(Saved entries)
****************************************
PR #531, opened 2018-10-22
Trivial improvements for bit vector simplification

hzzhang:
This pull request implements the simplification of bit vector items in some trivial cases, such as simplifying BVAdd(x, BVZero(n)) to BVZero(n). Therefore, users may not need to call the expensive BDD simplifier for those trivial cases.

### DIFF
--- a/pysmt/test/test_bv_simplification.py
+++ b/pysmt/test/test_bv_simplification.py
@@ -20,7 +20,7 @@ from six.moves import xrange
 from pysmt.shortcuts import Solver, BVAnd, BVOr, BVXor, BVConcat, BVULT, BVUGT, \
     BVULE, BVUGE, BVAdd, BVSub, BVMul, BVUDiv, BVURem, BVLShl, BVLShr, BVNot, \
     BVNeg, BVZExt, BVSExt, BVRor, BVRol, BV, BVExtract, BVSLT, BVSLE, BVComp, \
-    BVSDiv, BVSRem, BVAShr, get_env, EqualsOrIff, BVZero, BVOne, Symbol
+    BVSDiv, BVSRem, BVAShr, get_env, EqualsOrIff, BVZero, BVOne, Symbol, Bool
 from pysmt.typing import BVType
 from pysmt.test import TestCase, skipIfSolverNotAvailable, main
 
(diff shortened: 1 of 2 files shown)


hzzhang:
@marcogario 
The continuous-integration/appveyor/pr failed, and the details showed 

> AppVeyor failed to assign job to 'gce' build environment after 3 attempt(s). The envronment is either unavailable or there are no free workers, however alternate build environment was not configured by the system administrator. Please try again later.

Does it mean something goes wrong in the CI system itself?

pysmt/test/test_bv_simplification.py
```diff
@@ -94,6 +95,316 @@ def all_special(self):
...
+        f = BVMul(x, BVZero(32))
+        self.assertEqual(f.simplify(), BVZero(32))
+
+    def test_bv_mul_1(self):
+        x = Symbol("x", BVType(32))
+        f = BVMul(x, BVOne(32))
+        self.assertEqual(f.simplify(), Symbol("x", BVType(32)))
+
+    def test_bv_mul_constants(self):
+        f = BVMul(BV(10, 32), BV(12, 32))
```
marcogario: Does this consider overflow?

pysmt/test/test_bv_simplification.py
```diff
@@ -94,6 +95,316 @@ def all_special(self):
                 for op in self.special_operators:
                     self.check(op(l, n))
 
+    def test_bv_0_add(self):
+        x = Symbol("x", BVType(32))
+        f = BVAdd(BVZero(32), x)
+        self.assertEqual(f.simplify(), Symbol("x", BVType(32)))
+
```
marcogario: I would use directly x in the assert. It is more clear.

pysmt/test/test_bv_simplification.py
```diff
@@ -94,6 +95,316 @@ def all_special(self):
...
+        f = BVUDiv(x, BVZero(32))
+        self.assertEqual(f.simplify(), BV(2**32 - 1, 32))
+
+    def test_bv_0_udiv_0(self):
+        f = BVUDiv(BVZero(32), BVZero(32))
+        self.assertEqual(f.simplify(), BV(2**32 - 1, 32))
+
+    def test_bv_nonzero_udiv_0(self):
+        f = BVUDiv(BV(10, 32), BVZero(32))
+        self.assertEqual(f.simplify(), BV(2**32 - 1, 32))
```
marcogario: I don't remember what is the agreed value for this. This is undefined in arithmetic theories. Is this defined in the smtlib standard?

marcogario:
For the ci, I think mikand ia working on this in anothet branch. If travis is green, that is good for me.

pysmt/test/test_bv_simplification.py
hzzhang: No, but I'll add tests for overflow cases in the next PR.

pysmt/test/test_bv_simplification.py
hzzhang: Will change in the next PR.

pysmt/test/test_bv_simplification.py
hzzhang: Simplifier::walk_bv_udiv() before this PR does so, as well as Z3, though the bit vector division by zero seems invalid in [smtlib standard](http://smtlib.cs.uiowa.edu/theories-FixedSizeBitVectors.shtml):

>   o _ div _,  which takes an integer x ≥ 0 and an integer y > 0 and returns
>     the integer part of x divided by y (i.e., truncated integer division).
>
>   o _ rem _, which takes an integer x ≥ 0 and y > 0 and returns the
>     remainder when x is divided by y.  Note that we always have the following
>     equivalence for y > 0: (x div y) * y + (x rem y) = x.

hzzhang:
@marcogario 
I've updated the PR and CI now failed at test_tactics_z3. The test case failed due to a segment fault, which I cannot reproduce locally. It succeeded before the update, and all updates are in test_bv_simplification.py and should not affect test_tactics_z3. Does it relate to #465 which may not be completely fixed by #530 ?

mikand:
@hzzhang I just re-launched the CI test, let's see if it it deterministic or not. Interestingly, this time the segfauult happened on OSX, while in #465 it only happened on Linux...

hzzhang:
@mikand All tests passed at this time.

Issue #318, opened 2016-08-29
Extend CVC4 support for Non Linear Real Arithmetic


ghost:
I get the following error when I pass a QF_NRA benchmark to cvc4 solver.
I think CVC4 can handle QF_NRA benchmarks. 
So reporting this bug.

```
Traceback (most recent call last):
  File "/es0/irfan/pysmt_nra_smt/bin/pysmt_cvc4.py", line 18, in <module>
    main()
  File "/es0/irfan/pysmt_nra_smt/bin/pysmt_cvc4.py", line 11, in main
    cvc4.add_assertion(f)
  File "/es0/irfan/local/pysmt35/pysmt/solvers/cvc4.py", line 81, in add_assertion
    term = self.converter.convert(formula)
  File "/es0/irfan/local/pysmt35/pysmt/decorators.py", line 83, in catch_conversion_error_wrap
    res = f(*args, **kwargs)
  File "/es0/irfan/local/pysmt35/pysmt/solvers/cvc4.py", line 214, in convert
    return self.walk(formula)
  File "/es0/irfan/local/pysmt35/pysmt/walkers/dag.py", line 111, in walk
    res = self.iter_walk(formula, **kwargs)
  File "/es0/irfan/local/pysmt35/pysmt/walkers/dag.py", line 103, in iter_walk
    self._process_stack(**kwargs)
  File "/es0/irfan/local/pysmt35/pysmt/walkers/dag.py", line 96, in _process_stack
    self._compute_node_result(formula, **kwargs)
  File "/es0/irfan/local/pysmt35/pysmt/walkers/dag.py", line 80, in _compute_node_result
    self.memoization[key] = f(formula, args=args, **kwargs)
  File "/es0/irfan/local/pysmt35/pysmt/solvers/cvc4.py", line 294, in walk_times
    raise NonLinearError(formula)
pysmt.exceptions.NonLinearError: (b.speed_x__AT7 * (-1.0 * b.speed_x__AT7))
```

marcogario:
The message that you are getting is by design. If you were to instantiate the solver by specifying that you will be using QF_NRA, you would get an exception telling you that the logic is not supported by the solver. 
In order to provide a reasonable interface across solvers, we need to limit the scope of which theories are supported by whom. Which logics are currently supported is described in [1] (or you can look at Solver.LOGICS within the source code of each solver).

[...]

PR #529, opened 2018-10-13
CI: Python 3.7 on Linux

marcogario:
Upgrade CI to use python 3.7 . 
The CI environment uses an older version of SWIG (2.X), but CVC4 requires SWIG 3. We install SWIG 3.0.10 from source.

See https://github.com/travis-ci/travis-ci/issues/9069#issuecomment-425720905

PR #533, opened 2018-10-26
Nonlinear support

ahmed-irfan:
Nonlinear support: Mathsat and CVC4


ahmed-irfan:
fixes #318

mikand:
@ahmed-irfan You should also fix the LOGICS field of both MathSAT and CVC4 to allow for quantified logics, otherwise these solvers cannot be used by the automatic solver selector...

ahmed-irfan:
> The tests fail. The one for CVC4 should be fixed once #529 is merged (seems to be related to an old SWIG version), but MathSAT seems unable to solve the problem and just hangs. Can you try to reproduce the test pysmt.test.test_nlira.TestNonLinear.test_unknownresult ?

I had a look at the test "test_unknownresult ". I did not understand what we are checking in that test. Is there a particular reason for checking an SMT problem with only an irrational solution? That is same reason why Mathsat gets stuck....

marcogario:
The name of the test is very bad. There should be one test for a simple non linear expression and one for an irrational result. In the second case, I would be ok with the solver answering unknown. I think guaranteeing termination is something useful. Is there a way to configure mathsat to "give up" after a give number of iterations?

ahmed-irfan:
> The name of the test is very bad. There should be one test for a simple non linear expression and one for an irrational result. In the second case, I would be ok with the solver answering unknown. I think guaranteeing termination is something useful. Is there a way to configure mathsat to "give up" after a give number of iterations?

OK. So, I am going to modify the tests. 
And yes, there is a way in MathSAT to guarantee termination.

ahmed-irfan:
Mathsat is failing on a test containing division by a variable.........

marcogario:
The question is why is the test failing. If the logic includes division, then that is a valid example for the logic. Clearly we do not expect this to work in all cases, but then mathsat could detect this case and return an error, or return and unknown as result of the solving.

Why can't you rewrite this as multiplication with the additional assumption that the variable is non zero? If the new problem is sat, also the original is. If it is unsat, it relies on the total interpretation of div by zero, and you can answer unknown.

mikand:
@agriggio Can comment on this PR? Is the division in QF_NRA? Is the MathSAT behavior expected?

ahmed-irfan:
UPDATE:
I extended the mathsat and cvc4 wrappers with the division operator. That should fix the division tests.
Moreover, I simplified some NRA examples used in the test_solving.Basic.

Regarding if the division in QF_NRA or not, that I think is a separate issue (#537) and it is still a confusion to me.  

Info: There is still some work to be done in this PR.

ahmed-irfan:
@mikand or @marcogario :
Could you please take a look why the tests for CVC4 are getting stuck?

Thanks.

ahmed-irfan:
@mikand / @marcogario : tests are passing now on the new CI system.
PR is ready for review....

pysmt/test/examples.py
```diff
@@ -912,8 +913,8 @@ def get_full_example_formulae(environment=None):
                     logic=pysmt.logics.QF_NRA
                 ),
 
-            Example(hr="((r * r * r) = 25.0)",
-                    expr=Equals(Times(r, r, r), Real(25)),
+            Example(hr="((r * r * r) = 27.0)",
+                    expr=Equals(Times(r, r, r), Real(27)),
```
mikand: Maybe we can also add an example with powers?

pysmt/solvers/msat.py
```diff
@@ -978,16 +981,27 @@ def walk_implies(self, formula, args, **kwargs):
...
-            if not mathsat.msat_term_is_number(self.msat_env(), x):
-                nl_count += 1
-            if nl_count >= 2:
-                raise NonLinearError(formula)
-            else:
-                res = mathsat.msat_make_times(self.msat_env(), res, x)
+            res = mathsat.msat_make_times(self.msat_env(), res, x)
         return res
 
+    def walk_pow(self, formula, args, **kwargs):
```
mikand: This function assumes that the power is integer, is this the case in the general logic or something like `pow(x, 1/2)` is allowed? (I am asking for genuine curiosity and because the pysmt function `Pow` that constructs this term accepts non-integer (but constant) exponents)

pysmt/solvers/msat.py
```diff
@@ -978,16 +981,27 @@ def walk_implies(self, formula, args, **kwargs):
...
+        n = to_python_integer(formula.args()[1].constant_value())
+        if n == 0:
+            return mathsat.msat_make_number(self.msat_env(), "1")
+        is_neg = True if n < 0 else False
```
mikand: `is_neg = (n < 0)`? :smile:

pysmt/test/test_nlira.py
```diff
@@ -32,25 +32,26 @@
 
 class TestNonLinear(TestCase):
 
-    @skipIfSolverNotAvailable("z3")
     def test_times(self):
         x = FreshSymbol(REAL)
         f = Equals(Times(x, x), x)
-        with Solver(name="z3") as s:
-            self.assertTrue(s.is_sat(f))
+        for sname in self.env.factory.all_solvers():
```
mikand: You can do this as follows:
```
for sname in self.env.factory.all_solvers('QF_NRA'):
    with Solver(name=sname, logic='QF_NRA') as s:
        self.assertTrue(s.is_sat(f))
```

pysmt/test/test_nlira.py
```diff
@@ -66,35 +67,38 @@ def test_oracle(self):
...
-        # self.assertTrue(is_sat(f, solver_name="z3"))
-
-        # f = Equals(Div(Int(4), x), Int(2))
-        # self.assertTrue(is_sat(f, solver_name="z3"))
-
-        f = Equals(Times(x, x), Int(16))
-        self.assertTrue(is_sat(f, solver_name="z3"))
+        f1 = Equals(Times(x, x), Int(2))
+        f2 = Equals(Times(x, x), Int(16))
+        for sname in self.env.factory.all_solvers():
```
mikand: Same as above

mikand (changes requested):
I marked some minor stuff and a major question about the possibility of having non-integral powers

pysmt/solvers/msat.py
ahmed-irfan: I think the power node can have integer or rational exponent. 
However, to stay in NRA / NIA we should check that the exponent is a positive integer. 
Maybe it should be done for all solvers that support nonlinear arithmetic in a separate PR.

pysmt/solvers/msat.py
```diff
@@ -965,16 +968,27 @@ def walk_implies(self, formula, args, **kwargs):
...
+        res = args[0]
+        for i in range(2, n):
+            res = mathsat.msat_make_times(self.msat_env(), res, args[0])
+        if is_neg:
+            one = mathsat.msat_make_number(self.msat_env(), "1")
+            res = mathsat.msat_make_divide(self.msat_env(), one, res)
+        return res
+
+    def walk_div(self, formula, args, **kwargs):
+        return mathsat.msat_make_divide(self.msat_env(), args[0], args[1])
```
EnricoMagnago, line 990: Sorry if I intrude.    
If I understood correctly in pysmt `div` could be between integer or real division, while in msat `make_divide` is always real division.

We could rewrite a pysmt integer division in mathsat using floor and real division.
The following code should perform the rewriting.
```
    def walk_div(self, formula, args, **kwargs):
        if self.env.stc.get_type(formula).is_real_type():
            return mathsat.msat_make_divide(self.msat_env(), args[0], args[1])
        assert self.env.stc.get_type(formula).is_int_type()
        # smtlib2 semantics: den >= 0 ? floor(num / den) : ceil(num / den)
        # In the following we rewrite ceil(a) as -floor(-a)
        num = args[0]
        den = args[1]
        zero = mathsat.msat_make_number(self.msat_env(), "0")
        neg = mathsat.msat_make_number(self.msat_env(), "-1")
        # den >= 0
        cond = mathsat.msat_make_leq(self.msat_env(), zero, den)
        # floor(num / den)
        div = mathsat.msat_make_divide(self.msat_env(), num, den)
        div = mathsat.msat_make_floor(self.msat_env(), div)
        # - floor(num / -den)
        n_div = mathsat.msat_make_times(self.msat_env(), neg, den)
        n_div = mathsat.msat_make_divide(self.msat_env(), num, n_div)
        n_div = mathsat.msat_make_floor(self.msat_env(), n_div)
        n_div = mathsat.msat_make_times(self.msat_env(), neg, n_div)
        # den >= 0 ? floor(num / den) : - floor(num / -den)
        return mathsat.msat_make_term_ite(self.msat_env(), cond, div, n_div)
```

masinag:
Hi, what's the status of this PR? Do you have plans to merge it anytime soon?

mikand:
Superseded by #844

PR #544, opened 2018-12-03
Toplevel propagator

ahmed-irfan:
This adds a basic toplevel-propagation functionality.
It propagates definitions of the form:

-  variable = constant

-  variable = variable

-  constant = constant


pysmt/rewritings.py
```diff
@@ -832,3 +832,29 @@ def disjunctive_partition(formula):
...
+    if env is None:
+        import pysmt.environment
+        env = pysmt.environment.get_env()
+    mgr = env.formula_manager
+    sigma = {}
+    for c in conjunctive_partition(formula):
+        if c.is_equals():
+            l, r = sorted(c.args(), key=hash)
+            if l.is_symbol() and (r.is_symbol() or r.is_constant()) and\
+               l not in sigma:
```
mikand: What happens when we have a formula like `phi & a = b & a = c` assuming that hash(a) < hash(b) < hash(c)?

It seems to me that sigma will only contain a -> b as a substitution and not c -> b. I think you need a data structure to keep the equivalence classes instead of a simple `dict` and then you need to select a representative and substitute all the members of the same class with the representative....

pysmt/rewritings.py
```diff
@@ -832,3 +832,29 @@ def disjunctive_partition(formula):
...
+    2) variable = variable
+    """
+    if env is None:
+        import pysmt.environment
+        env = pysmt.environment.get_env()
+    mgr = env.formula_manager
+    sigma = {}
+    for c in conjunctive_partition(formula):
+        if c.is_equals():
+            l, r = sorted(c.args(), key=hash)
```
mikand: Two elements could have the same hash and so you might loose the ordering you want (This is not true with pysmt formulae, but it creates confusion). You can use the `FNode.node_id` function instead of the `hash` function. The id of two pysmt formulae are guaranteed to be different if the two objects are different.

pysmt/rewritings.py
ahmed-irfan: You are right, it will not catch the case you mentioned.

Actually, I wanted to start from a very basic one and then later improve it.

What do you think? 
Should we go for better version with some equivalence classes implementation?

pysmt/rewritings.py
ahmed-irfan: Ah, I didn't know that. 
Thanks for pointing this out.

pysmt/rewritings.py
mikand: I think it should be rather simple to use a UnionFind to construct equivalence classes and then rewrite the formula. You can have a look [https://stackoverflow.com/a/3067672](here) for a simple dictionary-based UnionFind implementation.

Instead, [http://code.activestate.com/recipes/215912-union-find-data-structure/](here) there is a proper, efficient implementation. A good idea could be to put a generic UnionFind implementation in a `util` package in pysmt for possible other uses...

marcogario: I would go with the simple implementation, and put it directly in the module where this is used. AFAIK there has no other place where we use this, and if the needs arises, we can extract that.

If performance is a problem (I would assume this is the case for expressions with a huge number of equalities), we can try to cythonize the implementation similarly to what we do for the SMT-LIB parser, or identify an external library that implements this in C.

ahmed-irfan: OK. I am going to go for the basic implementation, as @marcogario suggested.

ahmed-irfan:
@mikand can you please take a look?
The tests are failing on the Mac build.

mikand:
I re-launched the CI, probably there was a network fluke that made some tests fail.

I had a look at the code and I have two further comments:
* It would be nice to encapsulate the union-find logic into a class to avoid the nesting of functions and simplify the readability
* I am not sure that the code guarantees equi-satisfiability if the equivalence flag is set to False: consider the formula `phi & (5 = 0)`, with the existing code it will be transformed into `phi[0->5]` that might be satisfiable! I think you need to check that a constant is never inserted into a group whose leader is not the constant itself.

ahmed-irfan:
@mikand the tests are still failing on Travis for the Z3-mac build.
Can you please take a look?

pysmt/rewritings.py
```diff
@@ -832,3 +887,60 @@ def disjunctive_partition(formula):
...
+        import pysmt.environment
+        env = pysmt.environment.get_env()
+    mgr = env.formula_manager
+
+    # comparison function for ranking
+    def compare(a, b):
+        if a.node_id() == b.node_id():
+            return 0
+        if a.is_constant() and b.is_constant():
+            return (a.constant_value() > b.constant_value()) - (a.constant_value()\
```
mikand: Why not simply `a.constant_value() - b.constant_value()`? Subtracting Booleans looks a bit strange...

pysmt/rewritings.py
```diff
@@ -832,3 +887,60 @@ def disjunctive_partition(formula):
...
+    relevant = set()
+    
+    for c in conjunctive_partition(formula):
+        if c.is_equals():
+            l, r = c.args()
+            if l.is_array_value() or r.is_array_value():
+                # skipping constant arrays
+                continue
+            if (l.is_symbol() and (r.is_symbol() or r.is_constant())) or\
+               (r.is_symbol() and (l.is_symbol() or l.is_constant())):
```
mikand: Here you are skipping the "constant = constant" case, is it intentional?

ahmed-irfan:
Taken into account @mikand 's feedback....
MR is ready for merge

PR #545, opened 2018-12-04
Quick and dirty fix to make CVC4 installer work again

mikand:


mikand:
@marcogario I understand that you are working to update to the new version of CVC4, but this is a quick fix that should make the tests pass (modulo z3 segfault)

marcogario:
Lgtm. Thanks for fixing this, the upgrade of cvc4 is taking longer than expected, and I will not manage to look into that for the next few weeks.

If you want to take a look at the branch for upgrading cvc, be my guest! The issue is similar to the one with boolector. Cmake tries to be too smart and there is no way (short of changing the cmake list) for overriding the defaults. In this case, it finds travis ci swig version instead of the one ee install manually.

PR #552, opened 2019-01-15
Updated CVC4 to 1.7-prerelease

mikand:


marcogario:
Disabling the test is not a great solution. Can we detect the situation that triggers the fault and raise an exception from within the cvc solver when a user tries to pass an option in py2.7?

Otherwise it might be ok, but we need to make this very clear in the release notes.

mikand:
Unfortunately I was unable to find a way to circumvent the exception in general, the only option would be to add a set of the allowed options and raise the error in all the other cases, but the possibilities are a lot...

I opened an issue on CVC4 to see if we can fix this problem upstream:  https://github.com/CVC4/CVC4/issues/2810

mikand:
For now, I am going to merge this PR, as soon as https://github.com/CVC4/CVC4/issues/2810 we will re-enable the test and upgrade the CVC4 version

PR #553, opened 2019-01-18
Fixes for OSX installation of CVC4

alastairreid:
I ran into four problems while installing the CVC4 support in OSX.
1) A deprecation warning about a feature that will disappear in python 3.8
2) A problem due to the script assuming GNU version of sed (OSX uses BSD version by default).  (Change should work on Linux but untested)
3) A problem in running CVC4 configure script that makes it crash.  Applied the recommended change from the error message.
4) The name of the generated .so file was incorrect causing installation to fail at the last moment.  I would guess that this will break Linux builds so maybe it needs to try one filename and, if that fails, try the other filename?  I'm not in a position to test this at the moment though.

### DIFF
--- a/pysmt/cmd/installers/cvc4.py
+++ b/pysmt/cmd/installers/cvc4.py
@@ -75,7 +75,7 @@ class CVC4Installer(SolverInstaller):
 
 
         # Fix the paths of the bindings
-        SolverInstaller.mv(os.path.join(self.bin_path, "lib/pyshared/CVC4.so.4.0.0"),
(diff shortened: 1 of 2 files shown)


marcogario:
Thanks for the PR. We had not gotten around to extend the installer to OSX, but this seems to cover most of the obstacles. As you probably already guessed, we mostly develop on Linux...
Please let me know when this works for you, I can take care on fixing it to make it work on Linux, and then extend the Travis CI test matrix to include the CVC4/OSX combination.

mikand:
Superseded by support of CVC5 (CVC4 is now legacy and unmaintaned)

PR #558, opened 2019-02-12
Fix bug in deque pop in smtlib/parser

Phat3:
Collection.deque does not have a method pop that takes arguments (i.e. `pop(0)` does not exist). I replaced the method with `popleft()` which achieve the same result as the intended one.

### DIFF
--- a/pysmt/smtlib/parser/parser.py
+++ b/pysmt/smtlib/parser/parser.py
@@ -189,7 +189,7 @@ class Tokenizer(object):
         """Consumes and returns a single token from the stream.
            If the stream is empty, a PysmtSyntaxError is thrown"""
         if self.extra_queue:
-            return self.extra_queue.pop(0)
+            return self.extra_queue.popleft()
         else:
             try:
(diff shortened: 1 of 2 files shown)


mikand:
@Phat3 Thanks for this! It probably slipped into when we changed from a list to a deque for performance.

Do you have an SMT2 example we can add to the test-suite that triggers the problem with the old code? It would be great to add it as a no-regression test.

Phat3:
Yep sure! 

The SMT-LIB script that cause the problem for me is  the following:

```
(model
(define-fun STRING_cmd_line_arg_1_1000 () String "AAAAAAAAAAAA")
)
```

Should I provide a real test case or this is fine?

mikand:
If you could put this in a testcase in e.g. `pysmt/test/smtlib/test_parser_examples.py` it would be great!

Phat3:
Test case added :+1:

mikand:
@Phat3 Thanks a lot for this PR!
****************************************
- **Assignment**:
Copy out every line in the records where the word "github" is found.

- **Exercise result**:
See https://github.com/travis-ci/travis-ci/issues/9069#issuecomment-425720905
I opened an issue on CVC4 to see if we can fix this problem upstream:  https://github.com/CVC4/CVC4/issues/2810
For now, I am going to merge this PR, as soon as https://github.com/CVC4/CVC4/issues/2810 we will re-enable the test and upgrade the CVC4 version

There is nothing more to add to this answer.